As usual with Januaries past, new so-called pop (and semi-pop) music oozed out slowly. Jazz, as is its wont, continued to issue forth like a live Sonny Rollins calypso solo. You will see evidence of such in my list, though maybe my perception is due to my leanings (jazz has been a more reliable stimulant to me than anything as I’ve grown suddenly into my sixties).

Also as usual, I am restless when it comes to formatting this blog, and this year, along with tracking my favorite new releases, I’ve decided to return to documenting older purchases I’ve recently returned to and the books I’m currently reading. In this post, I shamefacedly shine light on a few albums I should have pushed harder last year, especially one by the great Memphis singer of bluesy rhythm and blues (the blues? what are those?), Talibah Safiya.
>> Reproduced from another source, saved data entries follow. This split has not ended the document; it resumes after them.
PR #5739, opened 2026-07-31
Add generic "PRO V2 W/Wi-Fi & Bluetooth LE" electric fireplace (v4r5dzjgkhnagnqc)

mabrews:
New device config for an electric fireplace, product ID `v4r5dzjgkhnagnqc`. No branding found on the unit or in the Tuya app beyond the generic name "PRO V2 W/Wi-Fi & Bluetooth LE" - seems to be a whitelabeled OEM product.

DP info came from the Tuya Cloud `/v2.0/cloud/thing/{id}/model` endpoint, cross-checked against a local `status()` poll of the real device. That data model gave descriptions (in Chinese) for all 20 DPs, including the ones outside the standard "specification" schema (the RGB/mode/custom-scene ones).

What's mapped:
- `climate`: power, target/current temp (C and F), heater level (off/low/high)
- `select`: temp unit, timer, shared light effect mode, flame motor speed
- `sensor`: timer remaining
- `light` x3 (flame/ember/downlight): each has its own DP encoding RGB+HSV as a 7-byte hex string (R,G,B,H(2b),S,V) - only H/S/V are used, R/G/B are redundant duplicates per the device's own docs, so they're pulled in as unused spare fields to keep the byte offsets right
- `switch`: sync-lights toggle
- 3 custom-scene DPs + weekly-schedule DP are exposed as hidden/opaque text fields - their packed formats are variable-length free-form byte sequences (documented in the cloud data model) that don't fit the fixed-format decoding the format: option supports, so I didn't try to force them into real controls

`pytest tests/test_device_config.py`, `untranslated_entities`, and `yamllint` all pass locally. I haven't yet confirmed entity behavior against the live device through the HA UI (pending a restart on my end) - will follow up in this PR if anything needs adjusting once I've done that.

### DIFF
--- a/custom_components/tuya_local/devices/fireplace_pro_v2.yaml
+++ b/custom_components/tuya_local/devices/fireplace_pro_v2.yaml
@@ -3,6 +3,8 @@ name: Fireplace
 # "PRO V2 W/Wi-Fi & Bluetooth LE"
 products:
   - id: v4r5dzjgkhnagnqc
+    manufacturer: Modern Flames
+    model: Landscape Pro Slim
 entities:
   - entity: climate
     icon: "mdi:fireplace"
@@ -23,6 +25,7 @@ entities:
                 value: heat
               - dps_val: "3"
                 value: heat
+                hidden: true
       - id: 2
         name: temperature
         type: integer
@@ -60,8 +63,7 @@ entities:
         name: temperature_unit
         type: string
         mapping:
-          - dps_val: c
-            value: C
+          - value: C
           - dps_val: f
             value: F
       - id: 20
@@ -126,7 +128,7 @@ entities:
         name: sensor
         unit: min
   - entity: select
-    name: Light effect
+    name: Light preset
     icon: "mdi:palette"
     category: config
     dps:
@@ -167,11 +169,11 @@ entities:
         name: rgbhsv
         type: hex
         format:
-          - name: spare_r
+          - name: r
             bytes: 1
-          - name: spare_g
+          - name: g
             bytes: 1
-          - name: spare_b
+          - name: b
             bytes: 1
           - name: h
             bytes: 2
@@ -199,11 +201,11 @@ entities:
         name: rgbhsv
         type: hex
         format:
-          - name: spare_r
+          - name: r
             bytes: 1
-          - name: spare_g
+          - name: g
             bytes: 1
-          - name: spare_b
+          - name: b
             bytes: 1
           - name: h
             bytes: 2
@@ -232,11 +234,11 @@ entities:
         name: rgbhsv
         type: hex
         format:
-          - name: spare_r
+          - name: r
             bytes: 1
-          - name: spare_g
+          - name: g
             bytes: 1
-          - name: spare_b
+          - name: b
             bytes: 1
           - name: h
             bytes: 2
@@ -319,7 +321,7 @@ entities:
         name: value
         optional: true
   - entity: text
-    name: Weekly schedule
+    translation_key: schedule
     icon: "mdi:calendar-clock"
     category: config
     hidden: true
--- a/custom_components/tuya_local/devices/fireplace_pro_v2.yaml
+++ b/custom_components/tuya_local/devices/fireplace_pro_v2.yaml
@@ -1,0 +1,321 @@
+name: Fireplace
+# manufacturer/model unknown - sold under multiple brands as
+# "PRO V2 W/Wi-Fi & Bluetooth LE"
+products:
+  - id: v4r5dzjgkhnagnqc
+entities:
+  - entity: climate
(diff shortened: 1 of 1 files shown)


make-all:
Closed accidentally, sorry

mabrews:
No problem! This has now been fully tested on the device, and I made a small change to the config as a result. Thanks!

custom_components/tuya_local/devices/fireplace_pro_v2.yaml
```diff
@@ -0,0 +1,330 @@
+name: Fireplace
+# manufacturer/model unknown - sold under multiple brands as
+# "PRO V2 W/Wi-Fi & Bluetooth LE"
+products:
+  - id: v4r5dzjgkhnagnqc
```
make-all, line 5: Include the `model` here

custom_components/tuya_local/devices/fireplace_pro_v2.yaml
```diff
@@ -0,0 +1,330 @@
...
+            value: "off"
+          - dps_val: true
+            value: fan_only
+            constraint: fan_mode
+            conditions:
+              - dps_val: "1"
+                value: fan_only
+              - dps_val: "2"
+                value: heat
+              - dps_val: "3"
```
make-all, line 26: one of these needs to be marked `hidden: true` to make selecting "heat" deterministic.

custom_components/tuya_local/devices/fireplace_pro_v2.yaml
```diff
@@ -0,0 +1,330 @@
...
+            value: "off"
+          - dps_val: "2"
+            value: low
+          - dps_val: "3"
+            value: high
+      - id: 19
+        name: temperature_unit
+        type: string
+        mapping:
+          - dps_val: c
```
make-all: It is better to make C the default (no dps_val filter), so the climate entity still reports a valid unit to HA in case something goes wrong (like this dp not reported by the device)

custom_components/tuya_local/devices/fireplace_pro_v2.yaml
```diff
@@ -0,0 +1,330 @@
...
+    translation_key: time_remaining
+    class: duration
+    category: diagnostic
+    dps:
+      - id: 12
+        type: integer
+        name: sensor
+        unit: min
+  - entity: select
+    name: Light effect
```
make-all: This can be the `effect` attribute of a light entity.

custom_components/tuya_local/devices/fireplace_pro_v2.yaml
```diff
@@ -0,0 +1,330 @@
...
+    category: config
+    dps:
+      - id: 1
+        type: boolean
+        name: switch
+      - id: 101
+        name: rgbhsv
+        type: hex
+        format:
+          - name: spare_r
```
make-all: I think it is better to use "r", "g", "b" here, as the integration will then handle keeping them in sync with hsv changes. I don't know what the device will do if rgb conflicts with hsv when sending new values. Maybe it always prioritises hsv so it acts ok, but there isn't really a way of knowing there isn't some edge case where it leads to buggy behaviour.

custom_components/tuya_local/devices/fireplace_pro_v2.yaml
```diff
@@ -0,0 +1,330 @@
...
+    icon: "mdi:eye"
+    category: diagnostic
+    hidden: true
+    dps:
+      - id: 108
+        type: string
+        name: value
+        optional: true
+  - entity: text
+    name: Weekly schedule
```
make-all: Use `translation_key: schedule` instead of a hardcoded name

make-all (changes requested):

custom_components/tuya_local/devices/fireplace_pro_v2.yaml
mabrews: "Light effect" was not the best choice for a name, dp4 is more of a preset list that controls the flame light, ember light, and downlight simultaneously. Rather than add to a single light entity I'm going to leave it as an independent select entity and rename it "Light preset."

make-all: Maybe use `translation_key: scene` instead

mabrews:
Made all requested changes except making dp4 the `effect` of a light entity. See comment, but I'm also happy for it to be an effect of the Flame entity if that better matches existing configs. Thanks!

custom_components/tuya_local/devices/fireplace_pro_v2.yaml
mabrews: Yeah that works, thanks for the suggestion.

She has a new one in the February chute that I paid for the privilege of sampling early—see below. Verdict: it, too, is terrific—she has a gift for soft grit, something like legendary trumpeter Clifford Brown’s tone of “soft fire” (can’t remember what musician described it thus). The other most notable “coming soon” release is the product of the ever-sublime, ever-simply complex music partnership of bassist.cellist Tomeka Reid and guitarist Mary Halvorson.

I will always supply links to my recommendations. I would post a playlist, but I am not thrilled with the connections of any streaming platform, and, if the recommendation has a Bandcamp link, you can play tracks from there.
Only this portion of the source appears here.